Unit selection synthesis, where appropriate sub-word units are selected from databases of natural speech, seems to hold the promise of high quality natural sounding speech synthesis. However, the quality of such systems is inherently related to the quality and appropriateness of the database from which the units are selected.
In the extreme case, it has been shown  that if the database is deliberately and closely tailored to the intended application, high quality synthesis can be produced robustly and reliably. Many applications are of the sort where the domain can be adequately specified, such as time, weather, and even apparently open dialog systems like the CMU DARPA Communicator flight information system . But not all applications are so, and a more general solution is desired. The work presented here addresses exactly that problem, how can we find the best set of utterances to record in order to cover the domain we intend our synthesizer to perform well in. The techniques presented here are suitable for both relatively limited domains to completely open domains like reading arbitrary stories or names and addresses.

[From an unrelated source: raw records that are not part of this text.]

PR #7806, opened 2024-11-14
Add assets build during install and update

### LINKED ISSUE #7788: Assets bug after migration from 2.6 to 2.7
In order to plan the 2.7 release, I tried the migration (from 2.6.10 to master). 
All was fine. 

An issue: the webfonts (see https://github.com/wallabag/wallabag/pull/6773) weren't available. 
I had to execute `yarn build:prod` to fix that.

nicosomb:
| Q             | A
| ------------- | ---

When a unit selection synthesizer produces high quality output, it is bringing forward the implicit style within the unit database, as well as other factors in the system. In this paper we do not address the harder problems of appropriately modifying the units we select to allow for a richer output; unlike our earlier work on limited domain synthesis , however, we are building synthesizers that can say anything, though their style will still be more appropriate for the domain for which they were designed. That is, a synthesizer based on a database that cover names and addresses well will be able to read arbitrary new stories, but will sound odd, slow, and hyperarticulated. Likewise, a unit selection synthesizer built using newswire text will make every turn in a dialog system sound like a CNN report.